▸ TASK REQUIREMENTS:
List all lines of the data containing the word "pull".

▸ DATASET ENTRIES:
Issue #8293, opened 2026-08-26
[Bug]: Grok stop_reason "error" is normalized to end_turn — provider API errors are dropped and the turn is recorded as successful


exbaitman:
### Before submitting

- [x] I searched existing issues and did not find a duplicate.
- [x] I included enough detail to reproduce or investigate the problem.

### Area

apps/server

### Steps to reproduce

1. Configure the Grok provider (`grok agent stdio`) and start a thread.
2. Put the account into any state where xAI returns an API error for a prompt. The
   easiest naturally-occurring one is an exhausted Grok Build balance (HTTP 402), but
   any condition that makes Grok end the turn with `stop_reason: "error"` reproduces it.
3. Send a message.
4. Watch the thread.

Deterministic repro without needing a real account state: a mock ACP process that
accepts `session/prompt` and then sends

```json
{"method":"_x.ai/session/prompt_complete",
 "params":{"sessionId":"<id>","promptId":"t3-xai-prompt-1","stopReason":"error",
           "agentResult":"API error (status 402 Payment Required): ..."}}
```

(Same mock approach suggested in #7830.)

### Expected behavior

The turn is marked failed and Grok's error text is surfaced in the UI, the way T3
already renders `{ state: "failed", errorMessage }` turns for other failure paths.

### Actual behavior

The turn is recorded as a **normal, successful turn**. There is no error anywhere in the
product: no toast, no banner, no failed-turn styling, `projection_turns.state =
'completed'`, `turn.completed` carries `stopReason: "end_turn"`, and
`provider_session_runtime.lastError` is `null`. The user sees the thread simply stop
answering — indistinguishable from a hang.

The error text is received and parsed, then discarded. Two places, both in
`apps/server/src/provider`:

**1. `acp/XAiAcpExtension.ts` — the stop reason is laundered.** Grok's `"error"` falls
through to the `default` branch:

```ts
function normalizeXAiStopReason(value: string | undefined): EffectAcpSchema.StopReason {
  switch (value) {
    case "cancelled":
    case "end_turn":
    case "max_tokens":
    case "max_turn_requests":
    case "refusal":
      return value;
    default:
      return "end_turn";   // <- "error" lands here
  }
}
```

**2. `acp/XAiAcpExtension.ts` — the message is stored in a key nothing reads.**
`promptResponseFromXAi()` does:

```ts
if (notification.agentResult !== undefined) {
  meta.agentResult = notification.agentResult;
}
```

[...]

Issue #3033, opened 2026-06-10
[Bug]: the *Claude provider surfaces the *selected* model, not the served* model. silent Fable 5 → Opus guardrail fallback is invisible


snipemanmike:
### Before submitting

- [x] I searched existing issues and did not find a duplicate.
- [x] I included enough detail to reproduce or investigate the problem.

### Area

apps/web

### Steps to reproduce

use fable 5
profit?

### Expected behavior

A turn is attributed to the model that actually produced it. If a server-side guardrail fallback swaps Fable 5 → Opus, T3 Code should reflect Opus for that turn or at minimum flag that the served model differs from the selected one.

### Actual behavior

The thread keeps showing the selected model (Fable 5). The served model is never surfaced, so an Opus fallback is silent.

### Impact

Major degradation or frequent failure

### Version or commit

v0.0.28-nightly.20260610.520 @ 0b40ea6

### Logs or stack traces

```shell

```

basnijholt:
I think this is actually a major problem for long-running threads and it's the reason why long tasks I am now going back to the terminal, unfortunately.

kirillrocks:
Any plan to solve it?

juliusmarminge:
Closing as fixed by https://github.com/pingdotgg/t3code/pull/8853 (surfaces Claude safety model fallback notices).

PR #8853, opened 2026-08-31
fix(server): surface Claude safety model fallback notices instead of dropping them

darahaas15:
## What changed

When Anthropic's safety classifier flags a request, the Claude CLI switches the session to a fallback model (e.g. Fable 5 to Opus 4.8) and emits a `system/model_refusal_fallback` message whose `content` field carries a user-facing notice:

> Fable 5's safeguards flagged this message. Our intentionally broad safeguards allow us to deliver more capabilities faster, but can sometimes flag legitimate coding, cybersecurity, and biology tasks. Switched to Opus 4.8. [...] Details: `[cyber]`

`ClaudeAdapter` currently consumes this subtype as a deliberate no-op (grouped with the UX-internal subtypes under the "no T3 surface today" comment), so the notice never reaches any T3 surface: no warning row, no activity, nothing in the projected thread. The user keeps working with no indication that their turns are now served by a different model - and since the fallback is session-scoped, every subsequent turn stays on the fallback model, still silently.

This PR emits the CLI's own notice text as a `runtime.warning`, exactly like the adjacent high-priority `notification` case one branch above. No new event type, no new activity kind, no UI or schema change - the row renders through the existing runtime-warning path.

## Why it should exist

- The CLI ships `content` specifically for display. Dropping it leaves the user misinformed about which model is serving (and being billed for) their session.
- This is not a rare edge case. In my own provider event logs the fallback fired 30 times across recent sessions (`original_model: claude-fable-5` / `claude-opus-5[1m]` -> `fallback_model: claude-opus-4-8`, `api_refusal_category: "cyber"`) with zero visible indication in T3 - security-adjacent coding work trips the classifier regularly.
- Same class of bug as #8293 (provider signal silently normalized away, user shown a misleading picture).

## Changes

- `apps/server/src/provider/Layers/ClaudeAdapter.ts`: move `model_refusal_fallback` out of the silent-consume group and emit `message.content` via the existing `emitRuntimeWarning` helper, mirroring the high-priority `notification` case. The full SDK message is passed as the warning `detail`, so the structured fields (`original_model`, `fallback_model`, `api_refusal_category`, `direction`) stay available downstream.
- `apps/server/src/provider/Layers/ClaudeAdapter.test.ts`: move the subtype out of the consumed-silently fixture list and add a positive case asserting the notice surfaces as exactly one warning row with the CLI's text.

No visual change beyond a standard runtime-warning row appearing (same surface used today for high-priority CLI notifications such as context-limit warnings), with the notice text quoted above.

---

> [!NOTE]
> **Medium Risk**
> Behavior change on the provider event stream: sessions that hit safety fallback now emit an extra `runtime.warning` that downstream code must tolerate or display.
> 
> **Overview**
> When the Claude CLI switches models after a safety refusal (`system/model_refusal_fallback`), users previously got no signal because **`ClaudeAdapter` swallowed that subtype** with other UX-internal system messages.
> 
> This PR **emits the CLI’s `content` text as a `runtime.warning`** via the existing `emitRuntimeWarning` path (same idea as high-priority `notification` rows). Structured fields stay on the warning `detail`; no new event types or UI wiring.
> 
> The **“undeclared / UX-internal subtypes” test** now treats `model_refusal_fallback` as a positive warning case (four expected warning messages) and collects events with **`Stream.takeUntil` on the `api_retry` heartbeat** instead of manual yields and fiber interrupt.
> 
> <sup>Reviewed by [Cursor Bugbot](https://cursor.com/bugbot) for commit d5c5926a05505f531d0a9109bfdc606e454cdfae. Bugbot is set up for automated code reviews on this repo. Configure [here](https://www.cursor.com/dashboard/bugbot).</sup>

> [!NOTE]
> ### Surface `model_refusal_fallback` warnings in `makeClaudeAdapter`
> Moves the `model_refusal_fallback` system subtype out of the silently ignored set in the Claude system-event handler and emits a runtime warning with the message's user-facing content. Updates the integration test in [ClaudeAdapter.test.ts](https://github.com/pingdotgg/t3code/pull/8853/files#diff-1657a55ebc1e3682293aa20a7f71a55adf8de546f36af50f289dca9da45b0b6f) to collect the event stream deterministically and assert the fallback notice appears in the warning list.
>
> 
>
> <sup><a href="https://app.macroscope.com">Macroscope</a> summarized d5c5926.</sup>
> 
>

## Audit validation

Reproduced on current main [0dd5c64bc](https://github.com/pingdotgg/t3code/commit/0dd5c64bcfac7974d81bac76740ecd83540077e8) on September 4, 2026: replaying the native fallback notice produced no warning before a following notification receipt. This is the missing-notice behavior in [#3033](https://github.com/pingdotgg/t3code/issues/3033), without guessing the served model from generated text.

Merged current main into the existing author branch, preserving its warning mapping and newer upstream warning cases. The test now drains through the final retry-state receipt instead of relying on scheduler yields. All 85 focused ClaudeAdapter tests, server typecheck, and targeted lint pass on [d5c5926a0](https://github.com/darahaas15/t3code/commit/d5c5926a05505f531d0a9109bfdc606e454cdfae).

This changes provider-event mapping only and uses the existing warning display on all clients. No layout changes or authenticated provider generations were needed for verification.

Audit preparation: GPT 6 Astra via Codex in T3 Code.


darahaas15:
A few data points for review, since the bar here is "explain exactly why this should exist":

**It cannot storm the work log.** The SDK emits this once per refused turn: *"the turn is retried once on a fallback model with the swap made persistent for the session"* (`SDKModelRefusalFallbackMessage` docs, `@anthropic-ai/claude-agent-sdk` 0.3.170). Real traffic matches: in my provider event logs it fired 31 times across 31 distinct turns in 15 sessions, i.e. exactly one row per flagged turn, never more. That is the opposite profile from the `api_retry` heartbeat this adapter deliberately keeps out of the work log.

**Why silence is worse here than for a normal warning.** Per the same docs the swap is persistent for the session, so one dropped notice means every subsequent turn is served by the fallback model with nothing in T3 indicating it. That is exactly the current behavior: across those 31 events, zero rows reached `projection_thread_activities`.

**No client work, all surfaces.** `runtime.warning` is already ingested by `ProviderRuntimeIngestion` and rendered on web (`MessagesTimeline`) and mobile (`threadActivity`), so the row appears everywhere with no client changes, the same way high-priority CLI notifications do today.

**Before / after.** Before: nothing. After: one standard runtime-warning row containing the CLI's own text, e.g.

> Fable 5's safeguards flagged this message. [...] Switched to Opus 4.8. [...] Details: `[cyber]`

Happy to attach a screenshot of the rendered row if that helps.

One nit pre-empted: `direction` also declares `revert` / `sticky`, but the SDK docs mark those as retained for compat and no longer emitted, so surfacing `content` on a single path is sufficient; no per-direction wording needed.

▸ RESULT FOR THIS TASK:
Closing as fixed by https://github.com/pingdotgg/t3code/pull/8853 (surfaces Claude safety model fallback notices).
> Moves the `model_refusal_fallback` system subtype out of the silently ignored set in the Claude system-event handler and emits a runtime warning with the message's user-facing content. Updates the integration test in [ClaudeAdapter.test.ts](https://github.com/pingdotgg/t3code/pull/8853/files#diff-1657a55ebc1e3682293aa20a7f71a55adf8de546f36af50f289dca9da45b0b6f) to collect the event stream deterministically and assert the fallback notice appears in the warning list.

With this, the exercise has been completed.